In the material below, some lines may hold the word "this"; state how many do, giving only the number.
>>
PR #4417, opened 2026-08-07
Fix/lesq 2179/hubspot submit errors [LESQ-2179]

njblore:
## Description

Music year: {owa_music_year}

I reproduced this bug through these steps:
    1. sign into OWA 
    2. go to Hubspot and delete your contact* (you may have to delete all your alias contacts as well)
<<
>>
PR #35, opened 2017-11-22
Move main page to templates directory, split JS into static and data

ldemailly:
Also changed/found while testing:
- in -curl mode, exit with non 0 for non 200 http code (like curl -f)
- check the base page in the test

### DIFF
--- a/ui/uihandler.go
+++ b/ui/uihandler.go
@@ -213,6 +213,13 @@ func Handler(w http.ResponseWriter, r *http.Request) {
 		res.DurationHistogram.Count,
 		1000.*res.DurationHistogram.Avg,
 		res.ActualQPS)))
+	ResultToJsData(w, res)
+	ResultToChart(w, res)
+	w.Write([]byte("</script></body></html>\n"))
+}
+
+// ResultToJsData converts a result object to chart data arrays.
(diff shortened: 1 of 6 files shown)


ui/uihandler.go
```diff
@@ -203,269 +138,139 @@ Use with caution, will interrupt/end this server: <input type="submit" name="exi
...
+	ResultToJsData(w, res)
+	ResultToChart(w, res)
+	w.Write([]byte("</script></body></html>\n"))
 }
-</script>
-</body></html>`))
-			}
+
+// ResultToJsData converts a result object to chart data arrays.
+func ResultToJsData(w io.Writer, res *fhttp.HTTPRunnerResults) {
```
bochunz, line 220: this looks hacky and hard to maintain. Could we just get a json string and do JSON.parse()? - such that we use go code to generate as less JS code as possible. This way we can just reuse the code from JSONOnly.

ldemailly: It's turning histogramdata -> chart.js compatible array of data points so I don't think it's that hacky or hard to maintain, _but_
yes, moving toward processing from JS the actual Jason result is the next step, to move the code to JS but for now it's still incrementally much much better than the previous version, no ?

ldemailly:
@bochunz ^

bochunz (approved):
<<
Your solution:
3